Child Mind Institute

Um die Hyperaktivität und Impulsivität, die diese Kinder kennzeichnet, zu kompensieren, kommen sie oft mit Substanzen wie Marihuana, Alkohol oder Nikotin in Kontakt. Zu den Wirkungen von Marihuana gehören leichte Beruhigung und Euphorie.

Wie bereits erwähnt, ist der Substanzkonsum für Betroffene attraktiv, weil sie damit ihre Aufmerksamkeit kurzfristig steigern und verbessern können. Außerdem wurden zusätzliche Risikofaktoren für einen übermäßigen Drogenkonsum festgestellt.

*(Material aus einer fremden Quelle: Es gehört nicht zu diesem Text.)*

PR #842, opened 2017-09-19
(gpg4win*) migrated from dtgm; modernized; embedded

majkinetor:
## Description

Migrated from [dtgm](https://github.com/dtgm/chocolatey-packages)

## Motivation and Context

* Embedded
* Modernized

## How Has this Been Tested?
Local tests

## Types of changes

- [x] Migrated package (a package have been migrated from another repository)

## Checklist:

- [x] I have updated the documentation accordingly (this mean usually the notes in the description of a package).

## Original Location
- [Original Repository](https://github.com/dtgm/chocolatey-packages)
- No Open Issues
- [x] [PR](https://github.com/dtgm/chocolatey-packages/pull/322)
- [x] The [migration guidelines](https://github.com/chocolatey/chocolatey-coreteampackages/wiki/Package-migration-process) have been followed


majkinetor:
As a note, previous migrations @ dtgtm are [still not merged](https://github.com/dtgm/chocolatey-packages/pulls?utf8=%E2%9C%93&q=is%3Apr%20is%3Aopen%20coreteam) so I don't think situation will change for this one. 

Don't know why it doesn't install on AV, look like it popups something and installer blocks.

majkinetor:
Yeah, I didn't think about icons, just took what was there from dtgm and the millisecond thought was that there is convention about naming the icon the same as the package and that probably your script wont auto update it otherwise ...

AdmiringWorm:
@majkinetor I couldn't find any reason why it won't install on appveyor (other than perhaps a service is disabled, or a different program is conflicting with it, so I'm satisfied to ignore the build error for now).

Anyways, I also update the iconurl to work with only a single icon, instead of the duplicate ones as well as updated the license url to point to the gpg4win website one.

AdmiringWorm:
I've added the chocolatey user to the packages, and considering the unlikeliness of the PR's will get merged anytime soon, I'm thinking that we can just merge this PR whenever you feel it's ready (we should also merge with a forced update for all the packages IMO)

AdmiringWorm:
Missed this

> there is convention about naming the icon the same as the package and that probably your script wont auto update it otherwise ...

While we do have a convention for naming the icon, I think in certain cases we really should ignore that convention so we don't end up with a bunch of duplicate icons.

Also, my script will pick up the icon **IF** the correct name is used in the iconUrl for the package.
See https://github.com/chocolatey/chocolatey-coreteampackages/pull/842/commits/1a9678bba1b3a32faa2463d724cd093e7877022d for what was needed to change to make it work as expected.

The script uses the following matching to find an icon:
1. Use the file name of the existing icon url (excluding extension)
2. Use the name of the package
3. Use the name of the package without one of the following suffixes (`.install`, `.portable`, `.commandline`)

majkinetor:
The whole point for me is not to think about icon URL. Can I just put something like:

```xml
<iconUrl> gpg4win.png</iconUrl>
```

and be done wiht it ? 

Thx for the fixes you made.

AdmiringWorm:
@majkinetor if you prefix it with a `/`, then yes you can.
To grab the file name, the script first looks for that character, it's not necessary to fill in the iconUrl when the icon matches the package name though (or maybe you need to have something there, but doesn't matter what).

  • Bei Kindern mit ADHS ist es wahrscheinlicher, dass sie gleichzeitig an einer anderen Störung leiden, z. B. an Angststörungen, depressiven Störungen oder oppositionellem Trotzverhalten.
  • Kinder mit ADHS haben oft Schwierigkeiten in der Schule oder Anpassungsprobleme und können andere Kinder “anziehen” (sowohl mit als auch ohne ADHS), die diese Schwierigkeiten teilen. Sie neigen dazu, sich mit anderen Kindern zusammenzutun, die riskantes Verhalten und Drogenkonsum an den Tag legen, was zu Experimenten mit Substanzen führen kann.

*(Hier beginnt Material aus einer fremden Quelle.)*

Issue #703, opened 2018-10-28
lint: replace lint/internal/lintutil coerce.go with astcast package


Quasilyte:
Replace usages of `lintutil.AsXxx` with `astcast.ToXxx`.
See https://github.com/go-toolsmith/astcast.

Quasilyte:
`IsIdent` replaced in #708.

PR #710, opened 2018-10-30
lint: replace lint/internal/lintutil coerce.go with astcast package

weeellz:
Updates #703.

### DIFF
--- a/lint/appendCombine_checker.go
+++ b/lint/appendCombine_checker.go
@@ -4,7 +4,8 @@ import (
 	"go/ast"
 	"go/token"
 
-	"github.com/go-critic/go-critic/lint/internal/lintutil"
+	"github.com/go-toolsmith/astcast"
+
 	"github.com/go-toolsmith/astequal"
 )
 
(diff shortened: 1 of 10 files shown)


weeellz:
I think I'll replace all functions in this PR.

Quasilyte:
@weeellz, okay. :)

Don't forget to remove functions that are no longer used.

weeellz:
@Quasilyte, what to do with `AsUnaryExprOp` which `AsUnaryExprOp is like AsUnaryExpr, but also checks for op token.` There is no replacement function in astcast that checks for op token.

Quasilyte:
> @Quasilyte, what to do with AsUnaryExprOp which AsUnaryExprOp is like AsUnaryExpr, but also checks for op token.?
There is no replacement function in astcast that checks for op token.

Only functions from `corece.go` can be easily replaced.
The function you described can be remained as is.

> And there is IsNil function in coerce.go. What should I do with it?

Can be done in a separate PR if you want to.
Basically:
```go
// before
x := lintutil.AsIdent(a)
return lintutil.IsNil(x)

// after
x := astcast.AsIdent(a)
return x == astcast.NilIdent
```

Quasilyte:
> But AsUnaryExprOp is in coerce.goconfused.

OK, then leave them for now.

“Wenn man Kindern eine Substanz gibt, die sie beruhigt, fühlen sie sich gut. Der Versuch, produktivere Verhaltensweisen zur Bewältigung von ADHS an den Tag zu legen, wie z.B. zu meditieren, nach draußen zu gehen oder spazieren zu gehen, wird viel schwieriger, weil eine Substanz eine schnelle Lösung bietet.”

Jeannette Friedman

Mann mit ADHS ist für Drogenkonsum gefährdet
Zur Vorbeugung wird empfohlen, mit Kindern und Jugendlichen mit ADHS über Drogen und ihre Auswirkungen zu sprechen.

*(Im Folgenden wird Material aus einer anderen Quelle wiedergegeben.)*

Issue #493, opened 2018-07-27
lint: make boolExprSimplify checker stable


Quasilyte:
See #424 for stabilization process overview.
Checker to be stabilized: https://go-critic.github.io/overview#boolExprSimplify-ref
This issue marks checker with higher priority for stabilization.

Quasilyte:
Blocked by #673.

ADHS und Drogenkonsum: Was tun?

Kinder mit ADHS benötigen fachärztliche Betreuung und Aufmerksamkeit. Das Child Mind Institute schlägt eine Reihe von einfachen Ratschlägen vor, die hilfreich sein können:

  • Sprich mit deinem Kind über Drogenkonsum. Erkläre, dass es durch ADHS im Vergleich zu Gleichaltrigen ohne ADHS anfälliger für Drogenkonsum ist. Nimm eine unvoreingenommene Haltung ein.
  • Mache nicht zu viele Zugeständnisse. Das Kind oder der Jugendliche muss lernen, mit Herausforderungen umzugehen und sie zu bewältigen. Ist dies nicht der Fall, ist das Risiko für Drogenkonsum höher.
  • Bleibe positiv in der Kommunikation: Es ist wichtig, Schwierigkeiten zu erkennen, aber einfach nur immer wieder darauf hinzuweisen, wird sie nicht verschwinden lassen. Vergiss nicht, auch kleine Fortschritte anzuerkennen und realistische Ziele zu verfolgen.

“Stell die Möbel nicht um. Zeig ihm, wie er um sie herumgehen kann.”

Friedman

Die Autoren der Studie raten den Familien nicht nur, fachärztliche Hilfe in Anspruch zu nehmen, sondern auch auf eine positive Beziehung zu dem betroffenen Kind hinzuarbeiten.